The final call of the ride along was a property abatement matter: an owner who had ignored repeated written warnings to cut high grass and weeds. The backstory, according to Trujillo as we drove up to the simple, one-story brick home on a quiet residential street, was that the property owner died, and the holder of a reverse mortgage took possession, and wasn’t responding to written warnings.

In property abatement cases, the owner gets three written warnings, after which a city judge can issue an order allowing the city to clean up the property and charge the cost to the property, just like a tax bill. The three previous written warnings were still on the front door, where Webb posted them, so sending a request to the city judge just became part of her to-do list.

A neighbor, seeing the Community Service cars arrive, approached and talked to Webb. A smile and waving of hands indicated that he was happy that Webb was taking care of the eyesore. The morning’s ride was drama free.

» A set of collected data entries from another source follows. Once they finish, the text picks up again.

PR #2193, opened 2026-08-18
feat(desktop): default code sessions to Allow and speed up workspace creation

naingthet:
Opening a code workspace used to cost five decisions and a round of approvals before any work started. This makes the create flow one keystroke deep.

## Permission mode defaults to Allow

`defaultCreatePermissionMode` now walks the scale down from the top — Allow, then Auto, then Ask, then Plan — and stops at the first mode the harness's own capability flag says it honors. Nothing else about decision 0039 changes: the flags, the adapter mapping, and the closed bypass denylist for every mode but Allow all stand.

The statement rule stands too. Allow and unsupervised Auto still say what they are next to the control that selects them; now that they can arrive by default, that statement renders on open rather than only after a deliberate pick.

Decision 0039 recorded `Ask` as the default, so it carries a dated amendment (the record's status line points at it) covering the new default, why supervision cost dominated the create flow, and what would revisit it: an incident caused by an unsupervised default.

## The dialog remembers

`NewWorkspaceDialog` preselects the repo of the newest workspace in the catalog, the harness of the most recently started session, and the model through the existing default-model plumbing. A small `lastCreate` record in `CodeUiStore` (localStorage, like `reviewSidebarOpen`) is the tie-breaker for a fresh window, written after a successful create. Focus starts on the repo field.

## Cmd+Enter

Cmd+Enter (Ctrl+Enter off macOS) submits from anywhere in the dialog with the values on screen, disabled while creating and when there is no repo to create against. Plain Enter keeps its field-local behavior. The same binding starts the session from `StartSessionPrompt`, routed through the composer's own send button so it obeys one set of disabled rules. The Create button carries the keycap hint the project dialog already uses.

## Harness picker

Rows are logo and product name. The vendor blurbs ("Anthropic's coding agent", …) told a reader choosing an engine nothing they did not already know. The subtitle slot stays for the functional unusable-reason line on disabled rows.

## Fix found on the way

The model select's hidden native input answers an async model list — rows and value landing in the same commit — with an empty change event, which wiped the preselected model. An empty id is never a model, so it is no longer treated as a choice.

## Tests

Added one DOM test (`NewWorkspaceDialog.dom.test.tsx`): the dialog opens prefilled from a seeded catalog (most-recent repo and harness, listed default model, Allow stated) and Cmd+Enter posts those values.

Replaced, with the reason for each:

- `labels.test.ts` "defaults to Ask when the engine can honor it, never Allow" — asserted the superseded default; rewritten to walk the new scale one flag at a time.
- `labels.test.ts` grok case, the `defaultCreatePermissionMode(auto + allow) === "auto"` assertion — that combination now defaults to Allow, and the rewritten first test covers it.
- `StartSessionPrompt.dom.test.tsx` "defaults to Ask and posts Ask…" — same superseded default; replaced by one that asserts the Allow default, its statement, and the new Cmd+Enter start in a single run.
- `StartSessionPrompt.dom.test.tsx` "states Allow all when that mode is chosen" — its statement assertion is now duplicate coverage of the default; kept only the mode-menu wiring it uniquely covered.
- `HarnessPicker.dom.test.tsx` — extended the existing row test with an exact-name match, so a subtitle creeping back onto a ready row fails.

`pnpm vitest run` 1128 passed, `pnpm build` clean.

### DIFF
--- a/crates/tidebreak-desktop/ui/src/code/CodeUiStore.ts
+++ b/crates/tidebreak-desktop/ui/src/code/CodeUiStore.ts
@@ -1,8 +1,44 @@
 import { create } from "zustand";
 
+import type { HarnessKind } from "../api/types";
 import { useCodeCatalogStore } from "./CodeCatalogStore";
 
 const REVIEW_SIDEBAR_OPEN_KEY = "tidebreak.code-review-sidebar-open";
+const LAST_CREATE_KEY = "tidebreak.code-last-create";
+
+/** What the reader picked the last time they created a workspace. */
+export type CodeCreateDefaults = {
+  repoId?: string;
+  harness?: HarnessKind;
+  model?: string;
+};
+
+function readStoredCreateDefaults(): CodeCreateDefaults | null {
+  try {
+    const raw = window.localStorage.getItem(LAST_CREATE_KEY);
+    if (!raw) return null;
+    const parsed: unknown = JSON.parse(raw);
+    if (!parsed || typeof parsed !== "object") return null;
+    const record = parsed as Record<string, unknown>;
+    const text = (value: unknown) =>
+      typeof value === "string" && value.length > 0 ? value : undefined;
+    return {
+      repoId: text(record.repoId),
+      harness: text(record.harness) as HarnessKind | undefined,
+      model: text(record.model),
+    };
+  } catch {
+    return null;
+  }
+}
+
+function storeCreateDefaults(defaults: CodeCreateDefaults): void {
+  try {
+    window.localStorage.setItem(LAST_CREATE_KEY, JSON.stringify(defaults));
+  } catch {
+    // Preference persistence is best-effort.
+  }
+}
 
 function readStoredReviewSidebarOpen(): boolean {
   try {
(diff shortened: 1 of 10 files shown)


naingthet (commented):
Create flow is now one keystroke deep, and the default posture matches the 0039 amendment.

- `defaultCreatePermissionMode` walks Allow → Auto → Ask → Plan and stops at the first `supported` flag. Allow and unsupervised Auto still render their statement on open, not only after a pick.
- Dialog seeds repo / harness / model from newest catalog activity, then `lastCreate` in localStorage. Invalid stored harness kinds are ignored because `recentHarness` only accepts a ready doctor entry.
- Cmd+Enter submits from anywhere; the start-session prompt clicks the composer's own send button so disabled rules stay in one place.
- Harness rows drop the vendor gloss; unusable rows still show the reason.

ADR 0039 stays Proposed with a dated amendment and a revisit trigger (incident caused by an unsupervised default). Tests pin the new default, the remembered-create path, and the shortcut. No blocking issue. Merge once the UI lane is green.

I asked Trujillo if some calls were more unpleasant than others. “Any call can be an unpleasant call,” she explained, and it depends on the tone set by the officer. In the year after being hired, every CSO learns “verbal judo” – de-escalation skills – through a scenario-based Crisis Intervention Course. “It’s especially needed in animal cruelty cases,” Trujillo said, “because an animal is family,” and emotions can run high. Also, in the case of the kennel, a ticket can affect one’s livelihood.